La morte non è qualcosa per tutti: è riservata a pochi eletti perché tanto io morirò nel sonno, tra 80 anni, in tranquillità, senza sofferenze e patemi: cederò solo quando il mio povero cuore non avrà più l’energia sufficiente per battere. Morirò da vecchio, per cui ho tutta la vita davanti, tempo per commettere errori, ripararli e continuare nella mia esistenza, bella o brutta che sia. Anzi, meglio di merda che fa più cool, in perfetto maudit style.
Con queste premesse diventa difficile parlarne, specialmente di una delle varie barche traghettatrici verso questo stato, la malattia, ancora di più se questa malattia prende il nome di Aids, l’acronimo più conosciuto assieme a quello dell’Onu. Il mito della vita perfetta, terminabile solo con un leggero dolorino al petto che ci fa addormentare beatamente, si squaglia di fronte a questa sindrome virale, come si scioglierebbe di fronte a qualsiasi altra malattia o infezione: epatite C, tumore, arteriosclerosi, diabete, trombosi, ischemia, colite, mielofibrosi…
La malattia, in questo modo, diventa un limite al sogno, un ostacolo alla vita: non si può più vivere, dimenticandosi però che mentre ci si immagina la bara si sta comunque vivendo, togliendo tempo a questa attività e buttandolo dietro a battiture sul petto e imprecazioni contro la crudeltà del mondo. La vita è tuttavia morte o, come direbbe Kierkegaard, è una malattia mortale, ma non è certo lei che può dirci come usarla. Spetta solo a noi decidere se vivere pensando a morire o viversi sentendosi vivi nonostante tutti i dolori.

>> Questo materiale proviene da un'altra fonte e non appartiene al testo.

PR #469, opened 2017-10-05
Various documentation fixes

AndreasLoow:
I noticed that the type for Cases_on was incorrect in the documentation, and made the mistake of writing a short program that checked for more incorrect cases. Here is the result of this mistake.

I mainly tried to fix the obvious cases I found. I initially wanted to “synchronize” all type annotations in the source code and the documentation, including things like “thm -> tactic” vs. “thm_tactic”. But I gave up on the latter detail after a while (but there are not ridiculously many such cases left, most of them in Tactic/Term/Thm/Type if I recall correctly).

This PR removes some documentation for removed functions, moves documentation for functions that has been moved previously, and includes some minor various fixes (such as correcting type annotations).

Here are some comments and notes about things I’m not sure how to handle, or that I did not have time to do right now, in case anyone’s interested (this PR can be merged without doing them, I just wrote them down for a potential future):

* Docfiles/HolKernel.sort_vars.doc - not part of signature
* HolSatLib.SAT_PROVE.doc - not visible in rendered documentation, should maybe be moved to minisatProve.SAT_PROVE.doc?
* holyHammer.hh.doc - type and documentation (at least example) outdated I think
* listLib.LIST_CONV.doc and listLib.PURE_LIST_CONV.doc - functions removed?
* pairSyntax.is_prod - no such function any more? there’s no function to check if a type is a prod?
* Docfiles/Psyntax.doc - not visible anywhere I think
* wordsLib.WORDS_EMIT_RULE.doc - moved to basis_emitTheory, so we cannot move the documentation with the function?
* Drule.HALF_MK_ABS (potentially) moved to jrhUtils, so I updated some pointers to new location, not sure this is what we want to do
* Cond_rewrite.COND_REWR_CONV.doc + Cond_rewrite.COND_REWR_CONV.doc + Cond_rewrite.COND_REWR_TAC.doc types not same as in signature file
* dep_rewrite.DEP_PURE_LIST_ASM_REWRITE_TAC wrong type
* patriciaLib.PTREE_EVERY_LEAF_CONV.doc + patriciaLib.PTREE_EXISTS_LEAF_CONV.doc - outdated
* Many things in Prim_rec have outdated docs (types)
* proofManagerLib.expand_listf.doc + proofManagerLib.expandf.doc + proofManagerLib.flatn.doc + proofManagerLib.r.doc + proofManagerLib.set_goal.doc - outdated docs, now returns things
* Definition.\*.doc and holCheckLib.\*.doc - no corresponding source files
* res_quanTools pair syntax incorrect in types for functions (minor/not important)
* simpLib.type_ssfrag.doc - outdated
* Tactic.GSUBST_TAC.doc - outdated
* Thm.BETA_CONV.doc - type conv in documentation, type term -> thm in code, code does not include Abbrev. documentation should probably say term -> thm also? Same for Thm.REFL.doc.


xrchz:
Cool! Maybe you could also add the program you used (to `developers`)?

AndreasLoow:
The program is undocumented and not robust in any way. I think the documentation generation program already does most of the things a proper checker would have to do (parse signature files, proper parsing of .doc files, etc.). I think it would be better to modify the documentation generation program to check what my script checks currently, than to publish my script in its current form. I will try to look into this at some point.

xrchz:
OK fair enough. Why are some files deleted, for example, for `recInduct`? That function certainly exists...

AndreasLoow:
There's no recInduct in BasicProvers, so I removed that doc file. The doc file for bossLib.recInduct is still there. The other deleted files are deleted for similar reasons, I hope (i.e., I did not find a corresponding function in the source code).

PR #476, opened 2017-10-13
Add simple snippets to emacs mode

HeikoBecker:
I have been collecting some snippet for the emacs yasnippet plugin that I find helpful when writing down definitions, lemmas or proofs in HOL4 and I thought these may be helpful to some other HOL4 users. I also added a binding for "\M-h Tab" to expand snippets and give suggestions with company mode.

I tried to keep everything such that nothing breaks for any user, if yasnippet or company mode is not installed.

### DIFF
--- a/tools/hol-mode.src
+++ b/tools/hol-mode.src
@@ -2308,4 +2308,9 @@ second is to show the new term.
    '("Start HOL - horizontal split" . hol-horizontal))
 
 (define-key global-map [menu-bar hol-menu hol-process hol-start]
-   '("Start HOL" . hol))
+  '("Start HOL" . hol))
+
+;; Support for snippet expansion, if yasnippet is installed.
+(when (require 'yasnippet nil 'noerror)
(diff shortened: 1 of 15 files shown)


mn200:
This looks cool!  Is it obvious to a `yasnippet` user how to use these?  Thanks.

HeikoBecker:
It should be obvious after looking at the keywords defined in the files once.
Usually, I tried to stick to obvious abbreviations, e.g.  `once_rewrite_tac<tab>`  expands to `once_rewrite_tac[ <cursor> ] <cursor after pressing tab again>`.

For some larger constructs, I defined abbreviations that are maybe not so obvious and could be changed, as desired, e.g. `sg<tab>` expands to \` `<cursor>` \` `by (<cursor after tab>)` or `Lemma` expands to
```
val <cursorPos1>_def = store_thm (
  "<repeat what is typed at cursorPos1>",
  ` <cursor after tab>`);
```

I am happy to change any snippet definitions, if desired to make them more memorable/ easy to find.

mn200:
Sounds great.  Many thanks.  I will have to try these out.

PR #479, opened 2017-10-15
Fixed building of Manual/Description.pdf due to removal of DISJ_ss

binghe:
I found HOL document "Description.pdf" can't build in latest GitHub.  It seems that `DISJ_ss` has been recently removed from HOL (?), as a result when manual tries to use it, error returned:

```
libraries.tex                                                       FAILED! <1>
 Exception raised on line 2618: Value or constructor (DISJ_ss) has not been declared
 Fail "Static Errors"
```

solution is to define it in the document and eval more ML code before using `DISJ_ss`.  The syntax of `SSFRAG` seems also changed, and previous definition in document must be modified according to be evaluated correctly in latest HOL.

### DIFF
--- a/Manual/Description/libraries.stex
+++ b/Manual/Description/libraries.stex
@@ -2596,9 +2596,10 @@ For example, the following \simpset{} fragment will cause
 AC-normalisation of disjunctions
 \begin{hol}
 \begin{verbatim}
-   SSFRAG {ac = [(DISJ_ASSOC, DISJ_COMM)],
-           rewrs = [], filter = NONE, convs = [],
-           dprocs = [], congs = []}
+   SSFRAG {name = NONE,
+           convs = [], rewrs = [], congs = [],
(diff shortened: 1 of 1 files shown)


mn200:
I don't know about `DISJ_ss` being removed recently, but I'm sure I saw this code work recently when I made the relevant change (`9c873eec8`).  Very strange.  In order to avoid the repetition of `DISJ_ss`'s definition, can you adjust your fix to use the `##eval` directive please?  (See `Manual/Tools/README`.)

binghe:
Then I think it's never defined in HOL4 (I didn't find it in `boolSimps` lib). The manual has always "assumed" its existence, and when you started to eval it, the command fails.  Any way, I've made the changes using `##eval`.

mn200:
Thanks for making the fix(es)!

I thought I'd managed to build the Description manual successfully after the change I made, but I must have been mistaken.

PR #482, opened 2017-10-19
Added TeX_notation for "++" in listTheory

binghe:
Hi,

The "++" (APPEND) operator has no TeX notation, as a result the theorem containing "++" outputs `UnicodeChars.doubleplus` directly into TeX files and it cannot be correct handled.  There's no other special symbols without TeX notations in `listTheory`.

This PR fixed the issue by adding `\HOLTokenDoublePlus` with a valid definition that I found on Internet [https://tex.stackexchange.com/questions/4194/how-to-typeset-haskell-operator-and-friends].

Chun Tian


mn200:
Thanks for this!

PR #487, opened 2017-10-25
[CCS] some late developments with new theorems; fixed with K11; selftest added

binghe:
Hi,

this PR contains some "late" developments of the CCS theory. Changes include:

 1. I have used "optionTheory" to define the `Action` type which was based on `Datatype`;
 2. Added new CCS theorems and theoretical concepts (Observational contraction)
 3. Fixed the compatibility of proof scripts with HOL K11 final release. (it's not easy to get the same code working on both K11 and latest HOL)
 4. Renamed some CONV functions according to "modern" names of related concepts.
 5. Added a `selftest.sml` file to cover the most important decision procedure in the project, and converted manual tests to auto tests.

Now the code (and all names in it) are aligned with the final version of my MSc thesis, I won't commit new PRs for CCS in this year.  Future updates (in next year) should be considered as "post-thesis" work or based on new papers.

The code can be correctly built with latest HOL in all configurations, plus K11 final release (test with STD kernel, built by PolyML 5.6)

Regards,

Chun Tian


binghe:
Thank you!

mn200:
It turns out that this doesn't build from an fresh HOL checkout with `build -t` because of the dependency on `realTheory` (listed in the dependencies for the heap in the `Holmakefile`).  This could be fixed by making sure that `examples/CCS` was later than `src/real` in the sequence file, but I am trying a fix that removes the dependency on reals (which seems unnecessary).

binghe:
Yes, `realTheory` can be removed from the heap.  It was needed by my `graphTheory`, but finally I decided to not include it into the project, because I want to keep a pure CCS datatype which is the same as classic textbooks.

PR #490, opened 2017-10-30
Add some identity properties about rounding with ties to even

HeikoBecker:
All properties are proven in src/floating-point/lift_ieeeScript.sml.

- finite_float_within_threshold is a helper lemma, showing that any finite floating-point value must always be within its threshold when translated to a real number

- round_finite_normal_float_id shows translating any finite, normal floating-point number to a real number and rounding with tiesToEven is the identity function

- real_to_float_finite_normal_id is similar to round_finite_normal_float_id, lifting the theorem to  the function real_to_float

- float_to_real_real_to_float_zero_id shows that translating the real number 0 to a floating-point number and translating back to real must be 0

- non_representable_float_is_zero shows that any floating-point number that cannot be represented because its value is too small will flush to zero when rounding with ties to even

### DIFF
--- a/src/floating-point/lift_ieeeScript.sml
+++ b/src/floating-point/lift_ieeeScript.sml
@@ -1577,4 +1577,85 @@ val float_mul_sub_relative = Q.store_thm ("float_mul_sub_relative",
 
 (* ------------------------------------------------------------------------- *)
 
+val finite_float_within_threshold = Q.store_thm (
+  "finite_float_within_threshold",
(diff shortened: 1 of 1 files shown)


mn200:
I'll let @acjf3 approve this when it's ready.

FWIW, it looks as if bc0406b002 still has Unicode comparison operators on line 1584 (and maybe other places).

acjf3:
I'll merge and then remove the Unicode.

Per l’Hiv/Aids il discorso diventa più complesso o, forse, lo si è reso artificialmente più complesso, trasformando una infezione/malattia in un cimitero ambulante senza speranza, senza considerare che per poter ambulare occorre essere vivi. Per questa ragione, presentiamo una inchiesta sul tema dell’Hiv/Aids e sul concetto di malattia e di vita.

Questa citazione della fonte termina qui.